Salice P, Pietrogrande M C, Barbier P, Ghiglia S, Laicini E, Fesslova V
Sezione di Cardiologia Pediatrica, Servizio di Cardiologia, Istituti Clinici di Perfezionamento, Milano.
Cardiologia. 1998 Dec;43(12):1367-74.
We report a prospective study performed over a 9 year period in 96 children with Kawasaki disease (mean age 35 +/- 29 months), 84 of whom < 5 years of age. The male/female ratio was 1.5 (57/39). A total of 38 patients had cardiac involvement, including flattened T waves in the ECG (10 patients), pericardial effusion (6 patients), myocarditis (1 patient), and coronary artery aneurysms (25 patients; frequency of aneurysms: 26%).

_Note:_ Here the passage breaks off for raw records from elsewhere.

Issue #4656, opened 2018-01-11
Using block cursor only for normal state?


dieggsy:
|             |          | 
|-----------------|---------|
|fish version | `2.7.0`|
|uname -a | `Linux Ragnarok 4.14.12-1-ARCH #1 SMP PREEMPT Fri Jan 5 18:19:34 UTC 2018 x86_64 GNU/Linux`|
| TERM |   `xterm-termite` or `xterm-256color` (happens with both) | 
| `sh -c 'env HOME=$(mktemp -d) fish'` | behavior persists |

Basically, I use `fish_vi_key_bindings` along with:
```fish
set -U fish_cursor_insert line
set -U fish_cursor_replace_one underscore
```
However, when running a repl program like `python` (or really anything else where my cursor is visible, like `pacman -S` and other password prompting programs), the cursor I get is a block (normal mode) cursor. Is there a way for the default cursor in all instances/programs to be a line cursor, and only switch to a bar cursor when explicitly switching to normal mode?

dieggsy:
@zanchey That makes the cursor a line in those programs, but also a line in fish's normal mode. I'd like to still have a block cursor in normal mode.

I understand fish doesn't have control over what those programs do, but them having a block cursor is a direct result of fish changing the cursor to a block - since this is a fish-specific issue.

dieggsy:
To clarify, it would be nice to be able to do `set -U fish_cursor_default line` as well as something ilke `set -U fish_cursor_normal block`. The way it is now, normal mode (and all other programs run under fish) inherit from default cursor while insert cursor must be specified/changed. It'd be nice if the normal mode cursor could be specified or changed independently from default cursor.

faho:
So, this would require an actual code change. What we'd need to do is to introduce a new variable that describes the cursor outside of fish. So that, when we start a command, we use that to set the cursor shape instead of `fish_cursor_default`. Any idea for the name of that variable?

- `fish_cursor_outside`

- `fish_cursor_command`

- `fish_cursor_nonfish`

- `fish_cursor_exec`

?

dieggsy:
@faho couldn't you use fish_cursor_default for that and introduce a cursor for nomal mode? (I have no idea how this works, and you obviously know the code better, just wondering). If this isn't possible, I like `fish_cursor_exec`.

faho:
>couldn't you use fish_cursor_default for that

[...]

PR #9565, opened 2023-02-11
add new variable for external cursor mode

quintenroets:
## Description

Fixes issue #4656

## TODOs:

- [x] add variable for external cursor mode
- [x] update documentation
- [x] documented update in changelog.rst


share/functions/fish_vi_cursor.fish
```diff
@@ -92,7 +92,7 @@ function fish_vi_cursor -d 'Set cursor shape for different vi modes'
 
     echo "
           function fish_vi_cursor_handle_preexec --on-event fish_preexec
-              set -l varname fish_cursor_default
+              set -l varname fish_cursor_external
```
faho, line 95: This breaks every existing setup that expects the default key to carry over.

What it *should* do is to use the first of fish_cursor_external, fish_cursor_default and fish_cursor_unknown that is defined.

It would also need documentation.

faho (changes requested):

share/functions/fish_vi_cursor.fish
quintenroets: Thank you for your feedback!

quintenroets:
Please let me know if this pull request requires additional changes.

zanchey:
@faho any thoughts? probably won't take this for 3.6.1

faho:
Merged, thanks!

PR #10246, opened 2024-01-21
Enable LTO

Berrysoft:
## Description

This PR enables LTO in Cargo.toml. It could shrink the binary size significantly and improve performance (in theory).

The original C++ version binary size is ~1.6MB (stripped). Before LTO, the Rust version is ~4.2MB (stripped). After enabling LTO, the Rust version is ~3.7MB (stripped). If you could accept `opt-level="z"`, the size will be ~2.9MB (stripped).

### DIFF
--- a/Cargo.toml
+++ b/Cargo.toml
@@ -9,6 +9,8 @@ edition = "2021"
 
 [profile.release]
 overflow-checks = true
+lto = true
+codegen-units = 1
 
 [package]
 name = "fish"


faho:
>If you could accept opt-level="z", the size will be ~2.9MB (stripped).

opt-level "z" turns off loop-vectorization, I do not believe that's wise.

Some benchmarking shows a ~50% performance loss for doing that in the [aliases benchmark](https://github.com/fish-shell/fish-shell/blob/master/benchmarks/benchmarks/aliases.fish) and 80% on [math](https://github.com/fish-shell/fish-shell/blob/master/benchmarks/benchmarks/math.fish) for doing that.

I do not see binary size as a huge concern, given that we are talking about under a megabyte of difference.

-----

Thank you, we'll accept LTO.

Issue #10248, opened 2024-01-22
`command` doesn't work properly when ran from a variable


SArpnt:
using fish version 3.7.0 on arch linux with the zen kernel in foot terminal

same behavior happens without customizations

most commands you can run by putting the arguments in a variable and running the variable, for example:
```
set -gx EDITOR kak -c global
$EDITOR
```

in my case because of muscle memory i want to alias `kak` to $EDITOR, but that causes a loop, so i used `command kak -c global` instead. what i found is that command seems to somehow handle the arguments improperly when ran from a variable.

```
> command echo test
test
> set -l var command echo test
> $var

command - run a program

command [OPTIONS] [COMMANDNAME [ARG ...]]
```
(the documentation continues)

```
> command kak -c global
```
(runs kakoune as normal)
```
> set -gx EDITOR command kak -c global
> $EDITOR
command: -c: unknown option

(Type 'help command' for related documentation)
```

```
> set -l com command
> $com kak -c global
command: -c: unknown option

(Type 'help command' for related documentation)
```

faho:
You want either `command $EDITOR` or `set -gx EDITOR (command -s kak) -c global`.

The reason `command foo` doesn't work in a variable is because it's syntactically important, just like e.g. `if` won't work there.

SArpnt:
could this give a better error message?

faho:
`command` is both a keyword (for `command foo`) and a builtin (for `command --search foo` and `command --help`).

What you are running is effectively `builtin command kak -c` because it skips the keyword step.

krobelus:
maybe we can make it a regular builtin, I don't off-hand see an advantage to decorators being keywords except maybe easier implementation. Things like `if` are different because it kind of needs to be known before variable expansion.

faho:
Even if we did that, setting $EDITOR like that would still be a bad idea - it's also used outside of fish, and e.g. `git` sure won't know what a `command kak` is.

PR #10249, opened 2024-01-22
Forbid subcommand keywords in variables-as-commands

faho:
This stops you from doing e.g.

```fish
set pager command less
echo foo | $pager
```

Currently, it would run the command *builtin*, which can only do `--search` and similar, and would most likely end up printing its own help.

That means it very very likely won't work, and the code is misguided - it is trying to defeat function resolution in a way that won't do what the author wants it to.

The alternative would be to make the command *builtin* execute the command, *but*

1. That would require rearchitecting and rewriting a bunch of it and the parser
2. It would be a large footgun, in that `set EDITOR command foo` will only ever work inside fish, but $EDITOR is also used outside.

I don't want to add a feature that we would immediately have to discourage.

## TODOs:

- [ ] This reuses the "subcommand" keywords list, which should be *okay*. Alternatively we can restrict it to just "builtin", "command" and "function", but that would lack "if" and "while", which people could also be trying

### DIFF
--- a/src/parse_execution.rs
+++ b/src/parse_execution.rs
@@ -572,7 +572,12 @@ impl<'a> ParseExecutionContext {
         // This is an attempt to defeat function resolution.
         //
         // Make an exception for "time" because that is frequently used as a command and does fundamentally the same thing.
-        if parser_keywords_is_subcommand(out_cmd) && !unexp_cmd.starts_with(out_cmd.chars()) && out_cmd != L!("time") {
+        // (skipping in no-exec because we don't have the actual variable value)
+        if !no_exec()
+            && parser_keywords_is_subcommand(out_cmd)
+            && !unexp_cmd.starts_with(out_cmd.chars())
+            && out_cmd != L!("time")
+        {
             return report_error!(
                 self,
                 ctx,
--- a/src/parse_execution.rs
+++ b/src/parse_execution.rs
@@ -568,15 +568,14 @@ impl<'a> ParseExecutionContext {
                 "The expanded command was empty."
             );
         }
-        // Complain if we've expanded to a subcommand keyword like "command" or "if".
-        // This is an attempt to defeat function resolution.
+        // Complain if we've expanded to a subcommand keyword like "command" or "if",
+        // because these will call the corresponding *builtin*,
+        // which won't be doing what the user asks for
         //
-        // Make an exception for "time" because that is frequently used as a command and does fundamentally the same thing.
         // (skipping in no-exec because we don't have the actual variable value)
         if !no_exec()
             && parser_keywords_is_subcommand(out_cmd)
-            && !unexp_cmd.starts_with(out_cmd.chars())
-            && out_cmd != L!("time")
+            && &unexp_cmd != out_cmd
         {
             return report_error!(
                 self,
--- a/src/parse_execution.rs
+++ b/src/parse_execution.rs
@@ -573,10 +573,7 @@ impl<'a> ParseExecutionContext {
         // which won't be doing what the user asks for
         //
         // (skipping in no-exec because we don't have the actual variable value)
-        if !no_exec()
-            && parser_keywords_is_subcommand(out_cmd)
-            && &unexp_cmd != out_cmd
-        {
+        if !no_exec() && parser_keywords_is_subcommand(out_cmd) && &unexp_cmd != out_cmd {
             return report_error!(
                 self,
                 ctx,
--- a/src/parse_execution.rs
+++ b/src/parse_execution.rs
@@ -34,6 +34,7 @@ use crate::parse_constants::{
 use crate::parse_tree::{NodeRef, ParsedSourceRef};
 use crate::parse_util::parse_util_unescape_wildcards;
 use crate::parser::{Block, BlockId, BlockType, LoopStatus, Parser, ProfileItem};
+use crate::parser_keywords::parser_keywords_is_subcommand;
 use crate::path::{path_as_implicit_cd, path_try_get_path};
 use crate::pointer::ConstPointer;
 use crate::proc::{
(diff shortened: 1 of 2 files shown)


mqudsi (commented):
The change itself LGTM although I'm not sure how much this is warranted — but I assume you have seen a lot of this and this is in response?

This seems like a fundamental misunderstanding of what variables are and the difference between variable expansion and the use of `eval`. Which leads me to ask

1) Do we *want* to point people to eval in cases like this?
2) How do we feel about filling the codebase with workarounds for people that aren't (yet) understanding the fundamentals of shell architecture and behavior?

faho:
> The behavior this would intercept seems like a fundamental misunderstanding of what variables are and the difference between variable expansion and the use of eval

I'm *fine* with keywords not being seen as such in variable expansion. You wouldn't want to have `set EDITOR "if" foo ";" bar "else" baz "end"`. I also believe allowing `set EDITOR command foo` to run the command `foo` does more harm than good (because now e.g. git won't open the correct editor). That's all okay.

My big problem here is that the error behavior is pretty terrible. We have a `command` *builtin* in addition to the keyword for mostly internal technical reasons, and this leaks the fact, and tries to run `builtin command` which isn't prepared for it and doesn't do anything sensible.

To clarify, you do `set EDITOR command vim` and run `$EDITOR` and you get the entirety of the `command` man page.

And the best place I can find to improve that is directly in the variable-expansion code, because if you changed it in the command builtin it would have to answer how you even got there and explain how not to get there. And we would have to do that in the `if` builtin and the `while` builtin and a bunch of others.

> understanding the fundamentals of shell architecture and behavior?

I disagree that this specific case is all that fundamental. It's a weird and subtle edge case interaction between a number of different parts, exacerbated by our builtin/keyword duality.

And yes, we *have* a bunch of tweaks to prevent common errors by new people - try `if $status` or `function test`.

krobelus:
This looks fine but I think we should consider removing the decorators from the ast and and make them proper builtins.
I think the existing state is historical. Unless we care about the highlighting.
I don't see a reason why `set EDITOR command vim; $EDITOR` shouldn't work.
I don't think it's a footgun because as soon as you run that outside the shell you get the "command not found" error.
The problem in https://github.com/fish-shell/fish-shell/issues/10248 was that we didn't give a good error message in fish but that will go away once we support this.

faho:
> I don't think it's a footgun because as soon as you run that outside the shell you get the "command not found" error.

That is *why* it's a footgun. You set it, it works for some things, and then *later* you find out that `git commit` suddenly fails.

Basically: We would enable something that we would then always recommend people don't use.

Think about it in terms of teaching - if we enabled it and you saw someone doing `set EDITOR command vim` you would have to tell them "yeah that won't work with external commands, use `set EDITOR (command -s vim)` and it will always work". Why not just avoid that entirely?

krobelus:
`EDITOR` is a bad example; what I wanted to say is it's perfectly valid for variables that are used inside the shell.
I don't have much time to delve into this now so I may be wrong but I believe the language would be better off if the commands were normal builtins.
They don't have any special syntactic requirements so I think they should work like other builtins (`set x eval echo 123; $x` etc.).
We wouldn't prohibit that either

faho:
> EDITOR is a bad example; what I wanted to say is it's perfectly valid for variables that are used inside the shell.

EDITOR is *the typical example* for variables-as-commands. $EDITOR, $PAGER and a few like this are widely set and used.

> I don't have much time to delve into this now so I may be wrong but I believe the language would be better off if the commands were normal builtins.

I don't really mind if internally these things have the keyword/builtin duality or not.

I can tell you that having them as decorators makes some parts cleaner - like asking "what's the command for this commandline".

Note that this PR also touches on `if` and `while` etc, which would otherwise just exit. Which makes it seem to me like the builtins are a liability more than the keywords are for them. That's what makes keyword highlighting awkward (`if` is highlighted as a command until you arrive at `if x`, when it turns into a keyword).

> They don't have any special syntactic requirements so I think they should work like other builtins (set x eval echo 123; $x etc.).

The difference there is that "set" is a thing on its own. It *does* something, it sets variables.

By contrast `command` doesn't perform a task, it changes how the *next* word is interpreted. The important thing about `command foo` is the "foo". That's why it's kinda natural as a decorator.

And tbh I question how often anyone would stumble over `set EDITOR set foo bar`. There's an attractive nuisance use for `command` in a variable, I don't think there really is for set or e.g. argparse.

src/parse_execution.rs
```diff
@@ -567,6 +568,19 @@ impl<'a> ParseExecutionContext {
                 "The expanded command was empty."
             );
         }
+        // Complain if we've expanded to a subcommand keyword like "command" or "if".
+        // This is an attempt to defeat function resolution.
+        //
+        // Make an exception for "time" because that is frequently used as a command and does fundamentally the same thing.
+        if parser_keywords_is_subcommand(out_cmd) && !unexp_cmd.starts_with(out_cmd.chars()) && out_cmd != L!("time") {
```
krobelus: I'm confused by `!unexp_cmd.starts_with(out_cmd.chars())`. Given

    set cmd command 1 2 3
    $cmd

`out_cmd` will be `command` (the args are put in a separate variable).
So we should be able to use `unexp_cmd != out_cmd`, right?
A test case would be `command""` - it expands to `command` and we probably want to report this error.
Unless this is only about variable expansion?

krobelus: in addition to `time` we could allow `not` which ships with LLVM though I think we're fine either way.
LGTM other than my above comment.

krobelus (approved):

src/parse_execution.rs
faho: This was an attempt at a very cheesy check for "there was some expansion".

I.e. we do allow a literal `command foo`, we don't allow `set -l var command; $var foo`.

I'll have to check if unexp_cmd is actually *just* the command, I think I might have been confused there.

>A test case would be command"" - it expands to command and we probably want to report this error.
Unless this is only about variable expansion?

`command"" echo foo` currently uses `command` as a decorator and works. I don't see a problem with keeping that, the problem is really *just* with things that expand and are understood to be the command *builtin*.

faho: I've been thinking of removing the `time` exception, actually, because it doesn't work:

```fish
set -l time time
$time sleep 5
```

Gives you the `time` man page instead of running the `time` command.

krobelus: > I'll have to check if unexp_cmd is actually just the command

yeah it is, it's `let unexp_cmd = self.node_source(&statement.command);`  and `statement.command` is a singular string token in command position

krobelus: since it never worked that sounds fine, we can make it work later if anyone ever cares

PR #10251, opened 2024-01-23
Retry open_cloexec for signals other than SIGINT

### LINKED ISSUE #10250: Interrupted system calls not handled on redirection
Fish version 3.7.0 (arch package), no customizations
kernel 6.7.0-zen3-1-zen (arch package)
konsole terminal (xterm-256color) or tmux

```
~> mkfifo /tmp/test
~> cat /dev/urandom > /tmp/test

*** resize terminal window here, or split the tmux window ***

warning: An error occurred while redirecting file '/tmp/test'
open: Interrupted system call
~ [1]>
```

bash/zsh handle this without problem.
I think relevant discussion on bash fix for this issue was here: https://unix.stackexchange.com/a/487260

faho:
This retries {w,}open_cloexec if it gets EINTR, unless it got a cancel signal (i.e. SIGINT).

That means if you do `cat >fifo` (where "fifo" is a fifo without a reader), you can only stop it if you ctrl-c, not if you e.g. resize the terminal.

It also no longer prints the warning when you press ctrl-c - SIGINT is expected, we don't print anything in a lot of cases.

This affects *all* uses of open_cloexec, e.g. in `cd`. Most probably won't see a difference, the man page for open(2) on my system claims:

> While blocked waiting to complete an open of a slow device (e.g., a FIFO; see fifo(7))

Fixes #10250

## TODOs:

### DIFF
--- a/src/fds.rs
+++ b/src/fds.rs
@@ -1,9 +1,11 @@
 use crate::common::wcs2zstring;
 use crate::flog::FLOG;
+use crate::signal::signal_check_cancel;
 #[cfg(test)]
 use crate::tests::prelude::*;
 use crate::wchar::prelude::*;
 use crate::wutil::perror;
+use errno::{errno, set_errno};
 use libc::{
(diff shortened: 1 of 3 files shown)


mqudsi (approved):
LGTM. Lots of places in our code that can be improved to be more resilient to EINTR.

All patients were evaluated during the acute phase (first month) of the illness. The first echocardiographic examination was performed 15 days (range 4.30 days) from the appearance of fever, and coronary aneurysms were observed in 23 patients; in 2 patients, however, aneurysms appeared later (2 and 6 months). Aneurysms were small (< or = 4.5 mm) in 12, medium (4.5-7 mm) in 11, and large (> 7 mm) in 12 patients. Male sex (p = 0.02), age < 12 months (p = 0.005), ESR (p = 0.001), platelet count (p = 0.009), and pericardial effusion (p = 0.02) were significantly related to the presence of aneurysm. Among females, incidence of aneurysms was significantly higher in infants < 12 months than in older patients (60 vs 6%, p < 0.001). Intravenous immunoglobulin treatment was started early (within 10 days) in 61 patients and late (> 10 days) in 22. Compared to late treatment, early i.v. immunoglobulin treatment was associated with smaller aneurysms and higher regression rate (67 vs 28%, p < 0.05). No difference was observed concerning frequency and number of dilated vessels as related to therapeutical regimens. Total i.v. immunoglobulin dose (2 g/kg) was administered over 1-2 days in 26 patients (scheme I) or over 4-5 days in 58 (scheme II). Frequency of aneurysms was significantly lower in patients treated early (p = 0.02). No myocardial infarctions or deaths occurred at short- or long-term follow-up.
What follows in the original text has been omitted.